Here in Helsinki, I am not anywhere near the wisdom of that last step, but I have come this far, I do see now that I love Charlie, and that I always will. He loves me. We have come this far, quite far, together. I realize now that it is okay, it is allowable, to love other things at the same time I love him; my love for him is not diminished. And he realizes now that I must do the things I want to do or become a stunted person. In our case the way of separation enriches our love; the way of togetherness would have destroyed it. He will travel and lecture, and I will teach and play with the children, and we will write letters to each other. In a few short months we will be together again. It will be nice, coming together again. Perhaps there will be more comings and goings in our lives now that we are mutual people, both of us standing on our own personal ground. I will love him better for being independent of him. He will love me better, I think, because I will become a better person to love. It seems exciting. After thirteen years of marriage it seems that we are starting all over again.

And I love my children.
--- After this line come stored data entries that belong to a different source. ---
Issue #709, opened 2022-02-15
Definitions for Virtual Thing, Shadow, and Digital Twins


mmccool:
Proposed definition for Virtual Thing: A kind of Service that represents another Thing.

Examples are Digital Twins and Shadows.
* Shadows keep a copy of state of other Things. 
* Digital Twins may do that too (keep a copy of state of other Things) but may also have the ability to predict future states or behaviour, and may also maintain a history of past state (suggest a list of additional functionalities for Twins that if an entity has at least one can be called a Twin).

Note: the use of Virtual Thing for a "composite of other Things" should be deprecated and we should introduce a new term for that, perhaps "Composite Thing"

mmccool:
Two additional thoughts:
- Proxies are another example of a Virtual Thing.  Proxies are Services that re-expose the same network interface as another Thing, but with modified access details (URLs, security schemes, etc).
- Regarding "Composite Things", I can imagine Composite Things that are ALSO Virtual Things.  I think a "Composite Thing" is an entity that has a Thing Description and describes the *relationship* between a set of Things.  If there is also a related Service that has a network interface that allows interactions with that set (for example, a Composite Thing might represent the set of all the lights in a room, and ALSO there might be a Service that allows all the lights to be turned on and off at once), the Composite Thing is also a Virtual Thing.  But I think the definition of the Composite Thing should be specifically about "An entity representing a set of relationships between Things", i.e. the *concept* of a collection, without implying there is a Service or Device with a network interface related to that collection (there may not be).

Propose we discuss whether these two definitions belong in this PR/issue or a new one.  For now I'll just do the ones in the description.

mmccool:
@relu91 to avoid confusion with other interpretations of Virtual Thing, I am proposing the specific term "Service" to represent a Thing that is associated with a software entity instead of a physical device.  An example would be a TDD.  The fact is we already use "service" a lot for this.

A Virtual Thing is then a special case of a Service that "represents another Thing", examples being Shadows and Twins (and maybe Proxies).

We have also used "Virtual Thing" to represent a *conceptual* collection that may not have a network interface, or a representation of another entity like a location.  I think these are valid cases of "Things" but would like to exclude the use of "Virtual Thing" for these unless there is an associated Service.  We can invent new names for these kinds of Thing (e.g. Composite Thing, Location Thing) as needed.

Also, everything with "Thing" in the name is a Thing.  I think a Venn diagram would be useful...

mmccool:
[...]

Issue #708, opened 2022-02-15
Definitions for Entities that are Things


mmccool:
Add two definitions:
- Device is a physical entity that has a network interface.  Devices can be described by a Thing Description and are a kind of Thing.
- Service is a software entity that has a network interface.  Services can be described by a Thing Description and are a kind of Thing.

The intention is that both Devices and Services, since they can be described by Thing Descriptions, are Things.

mmccool:
Can also propose a definition for Virtual Thing: a kind of service that represents another Thing.  

Examples are Digital Twins and Shadow.   Shadows keep a copy of state of other Things.  Digital Twins may do that but may also have the ability to predict future states or behaviour, and may also maintain a history of past state (suggest a list of additional functionalities for Twins that if an entity has at least one can be called a Twin).

Will not include these in this PR, just putting out there for discussion.

ashimura:
As I mentioned during the WoT Editors call yesterday on Feb. 15, it might make sense to look into the definitions and acronyms by oneM2M again:
* https://onem2m.org/using-onem2m/developers/basics
* https://onem2m.org/images/files/deliverables/TS-0011-Common_Terminology-V1_2_1.pdf

k-toumura:
As a starting point for discussion, I've drawn a diagram of the Thing-related terms being discussed.
![terms](https://user-images.githubusercontent.com/30313213/154259573-b8bdc5ed-45ea-403c-b17f-09908694221f.svg)

In this diagram, I've separated the Physical Device from the software that makes them network-accessible (Physical Things).

(The diagram is attached as SVG file, so please feel free to fetch, rewrite, and upload it for discussion.)

mmccool:
Thanks for the diagram.  Let's discuss next time we get a chance... but I'm thinking something even simpler, like a UML diagram showing subclass relationships among our definitions, would be helpful.

mlagally:
This is a great diagram and unfortunately I just see it now after our architecture call. 
We should include it in the architecture specification, need to find a good plave.

PR #711, opened 2022-02-16
Definitions for Device, Service, etc.

mmccool:
New definitions for Device, Service, and Shadow.
Updated definitions for Virtual Thing and Digital Twin.
Resolves issue #709.
Resolves issue #708.

***
<a href="https://pr-preview.s3.amazonaws.com/mmccool/wot-architecture/pull/711.html" title="Last updated on Feb 17, 2022, 5:15 PM UTC (14d0d30)">Preview</a> | <a href="https://pr-preview.s3.amazonaws.com/w3c/wot-architecture/711/78521c3...mmccool:14d0d30.html" title="Last updated on Feb 17, 2022, 5:15 PM UTC (14d0d30)">Diff</a>

### DIFF
--- a/index.html
+++ b/index.html
@@ -447,17 +447,16 @@
       <dt>
         <dfn>Digital Twin</dfn>
       </dt>
-      <dd>A digital twin is type of <a>Virtual Thing</a>,
-        specifically
-        a <a>Service</a> that resides on a cloud or edge node 
-	and represents another device or a group of devices.
-	Digital Twins can be used to represent and provide 
+      <dd>A digital twin is type of <a>Virtual Thing</a>
+        that resides on a cloud or edge node. 
+	Digital Twins may be used to represent and provide 
 	a network interface for
-        real-world devices which may not be continuously online,
-        or to run simulations of new applications and services
-        before they get deployed to the real devices.
-	They may also be used to maintain a history of past
-	state or behviour or to predict future state of behaviour.
+        real-world devices which may not be continuously online
+	(see also <a>Shadows</a>),
+        may be able to run simulations of new applications and services
+        before they get deployed to the real devices,
+	may be able to maintain a history of past state or behaviour, 
+	and may be able to predict future state or behaviour.
 	Digital Twins typically have more functionality than
 	simple <a>Shadows</a>.
       </dd>
@@ -646,6 +645,18 @@
         blocks. A Servient can host and expose Things and/or host Consumers that consume Things.
         Servients can support multiple Protocol Bindings to enable
         interaction with different IoT platforms.</dd>
+      <dt>
+        <dfn>Shadow</dfn>
+      </dt>
+      <dd>A Shadow is a <a>Virtual Thing</a> that
+      maintains a copy of the state and mediates interactions with another
+      <a>Thing</a> which may not be immediately available due to network
+      connectivity, power savings modes, or other factors.
+      A Shadow aims to achive eventual consistency with the state
+      of the Thing it represents.
+      If a Shadow has more advanced functionality than simply caching state
+      it may be better to refer to it as a <a>Digital Twin</a>.
+      </dd>
       <dt>
         <dfn>Subprotocol</dfn>
       </dt>
--- a/index.html
+++ b/index.html
@@ -4319,13 +4319,15 @@
 
     <h2 id="changes-from-recommendation-1.0">Changes from the 1.0 version of [[wot-architecture]]</h2>
     <ul>
-      <li>Add definitions for Device, Service, and Shadow.  Update definitions for
-	  Virtual Thing and Digital Twin.  Narrow definition of Virtual Thing to
-	  a Service that represents another Thing.</li>
+      <li>Add definitions for Connected Device (a.k.a. Device), Service, and Shadow.  
+	  Update definitions for
+	  Virtual Thing and Digital Twin.  
+	  Narrow definition of Virtual Thing to
+	  a Service that mediates with one of more other Things.</li>
       <li>Split Security and Privacy Considerations into separate chapters.</li>
       <li>New chapter: Lifecycle.</li>
       <li>New terminology: Thing Model.</li>
-      <li>Chapter restructuring and renaming
+      <li>Chapter restructuring and renaming:
         <ul>
           <li>Application Domains (Verticals)</li>
           <li>System Topologies (Horizontals)</li>
--- a/index.html
+++ b/index.html
@@ -4304,10 +4304,13 @@
 
     <h2 id="changes-from-recommendation-1.0">Changes from the 1.0 version of [[wot-architecture]]</h2>
     <ul>
+      <li>Add definitions for Device, Service, and Shadow.  Update definitions for
+	  Virtual Thing and Digital Twin.  Narrow definition of Virtual Thing to
+	  a Service that represents another Thing.</li>
       <li>Split Security and Privacy Considerations into separate chapters.</li>
       <li>New chapter: Lifecycle.</li>
       <li>New terminology: Thing Model.</li>
-      <li>Chapter restructuring and renaming:
+      <li>Chapter restructuring and renaming
         <ul>
           <li>Application Domains (Verticals)</li>
           <li>System Topologies (Horizontals)</li>
--- a/index.html
+++ b/index.html
@@ -445,6 +445,12 @@
         and corresponding data items that are passed between <a>Things</a>
         and <a>Consumers</a> during interactions.</dd>
       <dt>
+        <dfn>Device</dfn>
+      </dt>
+      <dd>A Device is a physical entity that has a network interface.
+      Devices can be described by a <a>Thing Description</a> and are a kind of <a>Thing</a>.
+      Compare with <a>Service</a>.
+      <dt>
         <dfn>Digital Twin</dfn>
       </dt>
       <dd>A digital twin is type of <a>Virtual Thing</a>
--- a/index.html
+++ b/index.html
@@ -669,11 +669,14 @@
       </dt>
       <dd>A Shadow is a <a>Virtual Thing</a> that
       maintains a copy of the state and mediates interactions with another
-      <a>Thing</a> which may not be immediately available due to network
+      <a>Thing</a>.
+      <!--
+      which may not be immediately available due to network
       connectivity, power savings modes, or other factors.
-      A Shadow aims to achive eventual consistency with the state
+      -->
+      A Shadow aims to achieve eventual consistency with the state
       of the Thing it represents.
-      If a Shadow has more advanced functionality than simply caching state
+      If a Shadow has more functionality than simply mirroring state
       it may be better to refer to it as a <a>Digital Twin</a>.
       </dd>
       <dt>
--- a/index.html
+++ b/index.html
@@ -447,12 +447,20 @@
       <dt>
         <dfn>Digital Twin</dfn>
       </dt>
-      <dd>A digital twin is a virtual representation of a
-        device or a group of devices that resides on a cloud
-        or edge node. It can be used to represent
+      <dd>A digital twin is type of <a>Virtual Thing</a>,
+        specifically
+        a <a>Service</a> that resides on a cloud or edge node 
+	and represents another device or a group of devices.
+	Digital Twins can be used to represent and provide 
+	a network interface for
         real-world devices which may not be continuously online,
-        or to run simulations of new applications and services,
-        before they get deployed to the real devices.</dd>
+        or to run simulations of new applications and services
+        before they get deployed to the real devices.
+	They may also be used to maintain a history of past
+	state or behviour or to predict future state of behaviour.
+	Digital Twins typically have more functionality than
+	simple <a>Shadows</a>.
+      </dd>
       <dt><dfn data-lt="WoT Discovery">Discovery</dfn>
       <dd>Mechanisms defined by WoT for distributing and accessing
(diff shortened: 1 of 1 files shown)


index.html
```diff
@@ -716,8 +748,10 @@ <h1>Terminology</h1>
       <dt>
         <dfn>Virtual Thing</dfn>
       </dt>
-      <dd>An instance of a Thing that represents a Thing that is located
-        on another system component.</dd>
+      <dd>A <a>Service</a> that represents another <a>Thing</a>.
+       A Virtual Thing will often as as an <a>Intermediary</a>.
```
benfrancis, line 752: typo: "as as"

index.html
```diff
@@ -444,15 +444,28 @@ <h1>Terminology</h1>
       <dd>A data schema describes the information model and the related payload structure
         and corresponding data items that are passed between <a>Things</a>
         and <a>Consumers</a> during interactions.</dd>
+      <dt>
+        <dfn>Device</dfn>
+      </dt>
+      <dd>A Device is a physical entity that has a network interface.
+      Devices can be described by a <a>Thing Description</a> and are a kind of <a>Thing</a>.
```
benfrancis, line 451: This is really a "Connected Device", but "Device" is a useful shorthand. I suggest adding both terms to this definition since both terms are used in the body of the text.

index.html
```diff
@@ -716,8 +748,10 @@ <h1>Terminology</h1>
       <dt>
         <dfn>Virtual Thing</dfn>
       </dt>
-      <dd>An instance of a Thing that represents a Thing that is located
-        on another system component.</dd>
+      <dd>A <a>Service</a> that represents another <a>Thing</a>.
+       A Virtual Thing will often as as an <a>Intermediary</a>.
+       Examples include <a>Shadows</a> and <a>Digital Twins</a>.
```
benfrancis, line 753: I too have previously used the term "Virtual Thing" to mean a Web Thing which has no physical device associated with it. E.g. WebThings Gateway has a "Virtual Things add-on" which lets you add all kinds of virtual devices to your gateway which don't exist in the real world. This is useful for testing, but also for use cases like creating a virtual on/off switch which controls multiple physical devices for example.

What would be a good term for describing a Web Thing which has no physical counterpart? Could this be another kind of Virtual Thing?

benfrancis (approved):
A couple of small nits, but this is really helpful. I found the definitions of Shadow and Digital Twin to be particularly helpful because I've always struggled with the difference between a Web Thing and a Digital Twin.

I've been reluctant so far to accept the idea that any "service" can be a "thing" because it may create the perception that the Thing Description can and should be used to describe any kind of web service (like OpenAPI), and that could lead to significant scope creep. However, I think the `DirectoryThing` in WoT Discovery makes it hard to continue to argue that point since that is clearly a web service, which isn't a physical device, being described by a Thing Description.

Thumbs up from me 👍

index.html
mlagally: Arch call on 17.2.: Web Device?
Review usages of connected device?

index.html
```diff
@@ -631,13 +644,32 @@ <h1>Terminology</h1>
...
       <dd>A software stack that implements the WoT building
         blocks. A Servient can host and expose Things and/or host Consumers that consume Things.
         Servients can support multiple Protocol Bindings to enable
         interaction with different IoT platforms.</dd>
+      <dt>
+        <dfn>Shadow</dfn>
+      </dt>
+      <dd>A Shadow is a <a>Virtual Thing</a> that
+      maintains a copy of the state and mediates interactions with another
+      <a>Thing</a> which may not be immediately available due to network
```
mlagally, line 666: I suggest to define a shadow without statements about whether the thing is available or not.
IMHO a shadow reflects the state of another thing.

index.html
```diff
@@ -716,8 +748,10 @@ <h1>Terminology</h1>
       <dt>
         <dfn>Virtual Thing</dfn>
       </dt>
-      <dd>An instance of a Thing that represents a Thing that is located
-        on another system component.</dd>
+      <dd>A <a>Service</a> that represents another <a>Thing</a>.
```
mlagally, line 751: or thing*s*?

index.html
```diff
@@ -631,13 +644,32 @@ <h1>Terminology</h1>
...
+      <dt>
+        <dfn>Shadow</dfn>
+      </dt>
+      <dd>A Shadow is a <a>Virtual Thing</a> that
+      maintains a copy of the state and mediates interactions with another
+      <a>Thing</a> which may not be immediately available due to network
+      connectivity, power savings modes, or other factors.
+      A Shadow aims to achive eventual consistency with the state
+      of the Thing it represents.
+      If a Shadow has more advanced functionality than simply caching state
```
mlagally, line 670: What do you mean by "advanced functionality"? Could this be interactions via other (= non-property) affordances? 
Is a event consumer still a shadow or is it already a twin?

I believe there's no clear border between shadows and twins, suggest to use these terms as synonyms.

index.html
```diff
@@ -631,13 +644,32 @@ <h1>Terminology</h1>
       </dt>
       <dd>The combination of Public Security Metadata, Private Security Data, and any other configuration
         information (such as public keys) necessary to operationally configure the security mechanisms of a Thing.</dd>
+      <dt>
+        <dfn>Service</dfn>
```
mlagally, line 648: Should we be using the term WebService?

index.html
mlagally: I agree with @benfrancis , let's add Connected Device. We could also include Network Device as a synonym.

index.html
mmccool: hmm... you also use "virtual thing" for a "testing service" that "stands in place of" a physical thing.  I guess I could add that to the definition.  In this case, there is still "another thing" that the virtual thing is "standing in for".

index.html
mmccool: See above comments to Ben.    I plan to broaden the definition a bit/a lot and include this.  But this does not mean it's only a collection: a Virtual Thing is still a Service, so it's still a software entity with a network interface.  But yeah, there are use cases where we want to use a Virtual Thing to interface to multiple other Things.

My main concern right now is that my proposed extended definition of Virtual Thing is sounding more and more like "Intermediary" and I want to avoid having two terms for the same idea.  I will leave it alone for now, but options are: (1) restricting Intermediaries to one Exposer (2) making Virtual Things a kind of Intermediary, but also allowing Devices (e.g. physical Things) to be Intermediaries.  I'm leaning towards the second option.  I think it would be odd to call a physical device a "virtual" Thing.

index.html
benfrancis: I also wasn't sure about the distinction between a Shadow and a Digital Twin either, but the distinction being one-way (physical device to shadow) vs. two-way (between physical device and twin) makes a lot of sense. I haven't done a comprehensive literature review but this does seem to match the definition used by organisations like [Fraunhofer IESE](https://www.iese.fraunhofer.de/en/services/digital-twin.html), [MDPI](https://www.mdpi.com/2075-5309/11/4/151/pdf) and [PSA](https://www.psa.inc/company/news/digital-model-vs-digital-shadow-vs-digital-twin-and-their-place-in-eiot/).

mmccool: I would prefer to have a Shadow JUST mirror state, and be specific about that.  It's a lot easier to reason about Shadows as a part of a system if that's all it does, e.g. for the case of a hub having to deal with client devices that need to sleep and just call in occasionally on their own schedule to sync up.  If it's a Shadow we can reason about it like a slow version of the actual device.  If it's a Digital Twin it could be doing anything.
 
We could make Shadow a special case of a Digital Twin but then it's unclear whether we JUST mean mirroring when we say Digital Twin.  I would prefer to reserve Digital Twin for cases where it does more than just mirroring.

index.html
benfrancis: Just to note that since the terms "Thing" and "Web Thing" have been used as synonyms up until this point [1], giving the two terms separate definitions may create confusion and would require a full review of all specifications to make sure the terms are being used correctly.

Does it really make sense to say that a Thing that isn't a Web Thing can be described by a Web of Things Thing Description?

I won't rehash my arguments for why "MQTT Web Thing" makes no sense ;)

> I suppose you can say "HTTP Web Thing" if necessary (and maybe this is a good name for the Profile we are working on...).

I wouldn't object to that :)

--- 

I have personally often used "Thing" to describe the physical device in the real world represented on the web by a "Web Thing", but that is probably not the common understanding. Those concepts would probably be described as "Device" and "Web Thing" respectively in this latest terminology.

index.html
mmccool: One more minor technical point: hubs may have Things that "represent" other devices that may not actually have Thing Descriptions, for example a Service in a hub may present a network interface and shadow some other client device without a Thing Description, like a Z Wave or Zigbee device.  Not sure how to deal with that right now, we may have to loosen the definitions slightly to allow for shadowing of entities that don't have actual Thing Descriptions and/or that Thing Descriptions can't currently handle.

index.html
mmccool: Anyways, as I said elsewhere, that is also why I hesitate to put "Web" in front of "Service", since it may imply use of HTTP for some people.  So for now I will also leave that alone.

index.html
benfrancis: > In this case, there is still "another thing" that the virtual thing is "standing in for".

Not necessarily, it could be a virtual instance of a device which doesn't have a physical counterpart. As I said...

>> but also for use cases like creating a virtual on/off switch which controls multiple physical devices for example.

It still has all the properties of a Web Thing (a Thing Description, interaction affordances with network interfaces), it just doesn't represent an actual physical object in the real world. As far as a Consumer of a Web Thing is concerned the distinction is irrelevant, it doesn't know or care whether changes to the Web Thing manifest in the physical world.

index.html
mmccool: Re one-way vs two-way: I will have to look at the definitions you cite e.g. by Fraunhofer.  But to me the sync would go both ways.  Suppose I have a switch that for some weird reason is only a client and only syncs periodically.  The I want to "read" a binary property on the Shadow to know what state the switch is in, but I might also want to "write" the property to flip the state.  In this case the real switch (when it calls in) should check the state on the switch and sync with it.   So then the Shadow acts like a "slow" version of the real device, with a latency (at most) equal the interval at which the client device wakes up and checks in.

Anyway, I think they are different, if not for precisely this reason.

index.html
```diff
@@ -4270,10 +4304,13 @@ <h1>Recent Specification Changes</h1>
...
     <h2 id="changes-from-recommendation-1.0">Changes from the 1.0 version of [[wot-architecture]]</h2>
     <ul>
+      <li>Add definitions for Device, Service, and Shadow.  Update definitions for
+	  Virtual Thing and Digital Twin.  Narrow definition of Virtual Thing to
+	  a Service that represents another Thing.</li>
       <li>Split Security and Privacy Considerations into separate chapters.</li>
       <li>New chapter: Lifecycle.</li>
       <li>New terminology: Thing Model.</li>
-      <li>Chapter restructuring and renaming:
+      <li>Chapter restructuring and renaming
```
mmccool, line 4313: huh, not sure what happened to the colon... will fix.

index.html
mmccool: We should review how Web Thing is used.  It may be some cleanup is needed to map (Web Thing, Thing) to (Thing, Device).

mmccool:
OK, some updates on points I think we have consensus on:
- Extended definition of Virtual Things to include interfacing to one or more other Things, etc.  See new defn for detail, but I'm trying to cover the use cases mentioned without making it TOO broad.  
- Added Connected Device, but this is a pure synonym for Device.   Bidirectionally cross-referenced.
- Updated Shadow to simplify the definition (although since I don't 100% agree we should remove the detail about that use case, I left it as a comment in the source, just in case we want to revert it or add it as a "for example").  Took out "advanced" when talking about Digital Twins.

mmccool:
So... in order to answer some questions in my head about Web Thing vs. Thing, I looked at the definition for "Thing or Web Thing" and have some concerns:
- It defines "virtual entity" as a "composition"
- It says "metadata and interfaces", that maybe should be "or" (at least)

I would prefer the very simple definition as follows:
- Thing: An entity described by a Thing Description.

I think the current definition of Thing Description is ok.  But if we just say "described by a Thing Description" then we don't have to repeat ourselves with "metadata and/or interfaces and/or links..." in the definition of Thing.  And since we say Virtual Things, Devices, and Services etc. are all a kind of Thing, the "virtual entity" and "physical entity" parts can be dropped.  Finally, "abstraction" is just confusing and I feel, unnecessary.

index.html
mmccool: In particular, if it is a software component without a network interface, it is usually called a "module" or a "library".  When I hear the word "service" I immediately assume it has a network interface.

index.html
mmccool: I added "Connected Device" but did not change the definition of Web Thing.  See discussion below.

index.html
mmccool: fixed

index.html
mmccool: I meant by "standing in for" that the "virtual instance" was standing in for a "real instance".  Anyhow, please take a look at the updated definition.

mmccool:
To clarify I'm not touching Web Thing.  We discussed this at length already and while I'm not convinced we need it, I'm ok with leaving it alone and that's the easiest option.

benfrancis:
Looks good to me, thanks.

I will love them enough to know, to accept the knowledge, that there will be times when I will hate them, when they will hate me, when we will make each other grieve and cry. But for the most part I will happily soak in the love, the beauty, the joy, of living with these young people.

I love my stepdaughters. Yes, I’ve climbed this far; I can say with honesty that I love them. It will be an interesting experience living with Caroline. Will she expect me to be her mother and keeper and cook and maid, or will she want to live as if we are friends? What will Adam think of having her in the house with us? He is almost five now, beginning to ask questions, sense relationships, put things together. He has never asked Charlie or me why Caroline calls Charlie “Dad” or why Caroline’s last name is the same as ours, but I know the time will come when he will. What will I, or Charlie—it’s his problem after all—say to Adam, innocent Adam, about Caroline and Cathy, these first children of his? What will we say to Adam about marriage and divorce and children then? Will Adam be afraid then that Charlie will leave him? Well, if so, he’ll just have to
be afraid; there is always that possibility. This is the twentieth century, and even though we live on a farm now, we are caught up in the values of our time. All in all, I think Caroline and I will have a good time together this semester. I am looking forward to talking and laughing and sharing life with her. It’s obvious that I care for her—love her—more than I do Cathy. It always has been that way. But I feel no grudge against Cathy, and I think she carries no grudge against me. Out there in California with her guitar-playing boyfriend, she probably doesn’t think of me at all. She’s never needed me, leaned on me at all; it’s always been men she’s preferred, right from the start. Well, Adam is turning out to be a handsome and charming boy; perhaps when Cathy comes back this way she will enjoy his company. Perhaps someday Cathy will take Adam and Caroline will take Lucy to a movie, and they’ll sit and eat popcorn and laugh together, and perhaps, since they can never live as brother and sisters, perhaps they’ll live as friends. Perhaps they will somehow enrich each other’s lives. That is the most I could hope for. That would be a very fine thing.